» **Description of the task**: Here is the task for the records below: repeat exactly the lines from the one with "- **Bug Fixes**" to the one with "Reviewed the parallel-decode", both included, and nothing else.

Dataset excerpts:
PR #220, opened 2022-04-08
Create firestore/scripts/cp_unity_testapp.py

dconeybe:
This script is a convenience script to copy the Firestore testapp to another directory and perform some helpful tweaks.


ehsannas (approved):
LGTM. There are a number of things here that depend on the exact path (directory/file) names, which will break if the testapp hierarchies change. I haven't seen that happen very often, and if it does we'll just need to update the script.

Issue #5636, opened 2026-06-30
[Code scan] Preserve per-frame find flags when collating LMDB batches


njzjz:
Found during a Codex global scan of `deepmodeling/deepmd-kit` at commit `73de44b1f94471b2e3bdb6b11f57b34d7bc791bb`.

## Problem

`collate_lmdb_frames()` takes every `find_*` flag from the first frame and applies it to the whole batch.

Evidence:

- `LmdbDataReader.__getitem__()` sets `find_<key>` per frame when registered data requirements are present or missing: https://github.com/deepmodeling/deepmd-kit/blob/73de44b1f94471b2e3bdb6b11f57b34d7bc791bb/deepmd/dpmodel/utils/lmdb_data.py#L648-L689
- It also sets per-frame `find_fparam`, `find_aparam`, `find_spin`, and `find_charge_spin`: https://github.com/deepmodeling/deepmd-kit/blob/73de44b1f94471b2e3bdb6b11f57b34d7bc791bb/deepmd/dpmodel/utils/lmdb_data.py#L696-L701
- The collator documents that `find_*` flags are taken from the first frame: https://github.com/deepmodeling/deepmd-kit/blob/73de44b1f94471b2e3bdb6b11f57b34d7bc791bb/deepmd/dpmodel/utils/lmdb_data.py#L811-L821
- The implementation copies `frames[0][key]` for all `find_*` keys: https://github.com/deepmodeling/deepmd-kit/blob/73de44b1f94471b2e3bdb6b11f57b34d7bc791bb/deepmd/dpmodel/utils/lmdb_data.py#L831-L841

## Impact

If optional labels vary within a batch, valid labels in later frames can be ignored, or default-filled labels in later frames can be treated as real data. This can bias losses and validation metrics for partially labeled LMDB datasets.

## Suggested Fix

Stack `find_*` flags per frame, or batch/group frames by label availability before collation. Add a two-frame LMDB batch test where only one frame has a label such as `energy` or `force`, and assert the loss mask uses exactly that frame.

PR #5914, opened 2026-07-28
perf(lmdb): parallelize batch decoding and support epoch-based schedules

OutisLi:
## Summary

- parallelize LMDB batch decoding across PT and PT-expt backends with bounded worker resources
- add LMDB worker configuration and strengthen dataset/resource lifecycle handling
- resolve backend-independent epoch-to-step schedules, including multi-task probabilities and distributed rank synchronization
- cover LMDB decoding, scheduling, multitask, and distributed-training behavior with regression tests

## Checks

No test suite was run per request; the changes were tested separately on another machine. Repository pre-commit style hooks passed while creating the cherry-pick commit.

## Summary by CodeRabbit

- **New Features**
  - Unified step scheduling for single- and multi-task training, deriving total steps and task sampling probabilities from config.
  - Faster LMDB training input pipeline with deterministic parallel batch iteration and config-driven decoding, plus a new LMDB batch loader for training.
- **Bug Fixes**
  - Pinned epoch-to-step/run-length decisions for consistent distributed behavior across ranks.
  - Improved LMDB safety with reliable decoder/loader cleanup on failure and safer dataset merging/iterator lifecycle.
- **Documentation**
  - Documented `DP_LMDB_NUM_WORKERS` override and auto-selection behavior.
- **Tests**
  - Expanded coverage for step scheduling, LMDB decoding/batching correctness, distributed epoch consistency, and shutdown robustness.


wanghan-iapcm (commented):
Reviewed the parallel-decode path, the new shared step schedule, and the worker sizing.

One thing worth recording up front, since it was the property I most expected to break: batch contents and ordering are independent of worker count. `_submit` slices into contiguous chunks in worker order, `[f.result() for f in ...]` preserves submission order, and `_merge_lmdb_chunks` concatenates in list order -- so `DP_LMDB_NUM_WORKERS` is a pure performance knob and does not perturb training numerics. Three separate passes over the code agreed on that. The `merge_lmdb` refcount fix (`try/finally: _close_lmdb(src_path)` replacing a direct `src_env.close()` on a refcounted handle) and the `pin_memory=DEVICE.type != "cpu"` correction are both genuine fixes in passing.

Four findings below plus two coverage asks. The two correctness ones (the epoch counter and the pt_expt epoch length) are both confined to DDP, which is also why no existing test catches them -- the added distributed tests use mocked `epoch_length` callables and never cross an epoch boundary at `world_size > 1`.

None of this is blocking from my side; the rebase question is the one I would settle first.

deepmd/dpmodel/utils/lmdb_data.py
```diff
@@ -161,6 +176,603 @@ def _remap_atom_types(atype: np.ndarray, type_remap: np.ndarray) -> np.ndarray:
...
+                    coord,
+                    box,
+                    atype,
+                    stop_below=float(default),
+                )
+            ],
+            dtype=_resolve_frame_dtype(config, "min_pair_dist"),
+        )
+
+    structural_keys = frozenset(
```
wanghan-iapcm, line 402: This PR's merge base is `2f419f4e3`, which predates `e37cc0095` -- "fix(data): preserve LMDB label availability across batches (#5839)", Fixes #5636, merged into master on 2026-07-28. That fix changed this same file by +408 lines, and six files overlap between the two changes. GitHub currently reports the PR as CONFLICTING/DIRTY, so the collision is visible rather than silent -- but the two changes are effectively disjoint rewrites of the same file, which makes the conflict resolution the risky part rather than the conflict itself.

Concretely, #5839 hoisted the structural-key set to a module constant precisely so the decoder and the availability-signature builder would share one definition; this line re-inlines it as a local frozenset. #5839 also added `get_find_signature()` / `group_indices_by_find_signature()` and partitioned batches by `(nloc, find_* signature)` rather than by `nloc` alone, plus a `_find_signature_cache` invalidated inside `add_data_requirement`. None of that vocabulary exists in this PR's version of the file, and the rewritten `add_data_requirement` here has no cache invalidation.

That matters because this PR's new `decode_lmdb_batch` raises on a batch whose frames disagree on `find_*`. If the resolution keeps this PR's nloc-only grouping, the exact #5636 dataset (only some frames carrying `virial`) now produces a batch that mixes `find_virial=1` and `find_virial=0` frames and training aborts with `ValueError` on data that works on today's master. If instead #5839's sampler survives but this `add_data_requirement` wins, the signature cache is never invalidated after new requirements register, and grouping is computed from a stale signature.

Could you rebase onto current master and re-verify rather than resolving this file textually? The two designs need reconciling by hand.

deepmd/dpmodel/utils/lmdb_data.py
```diff
@@ -161,6 +176,603 @@ def _remap_atom_types(atype: np.ndarray, type_remap: np.ndarray) -> np.ndarray:
...
+                _decode_lmdb_worker_chunk,
+                self._reader.lmdb_path,
+                self._reader.frame_format,
+                decode_config,
+                chunk,
+            )
+            for chunk in chunks
+        ]
+
+    def _parallel_eligible(self, indices: list[int]) -> bool:
```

» **Answer to this exercise**:
- **Bug Fixes**
  - Pinned epoch-to-step/run-length decisions for consistent distributed behavior across ranks.
  - Improved LMDB safety with reliable decoder/loader cleanup on failure and safer dataset merging/iterator lifecycle.
- **Documentation**
  - Documented `DP_LMDB_NUM_WORKERS` override and auto-selection behavior.
- **Tests**
  - Expanded coverage for step scheduling, LMDB decoding/batching correctness, distributed epoch consistency, and shutdown robustness.


wanghan-iapcm (commented):
Reviewed the parallel-decode path, the new shared step schedule, and the worker sizing.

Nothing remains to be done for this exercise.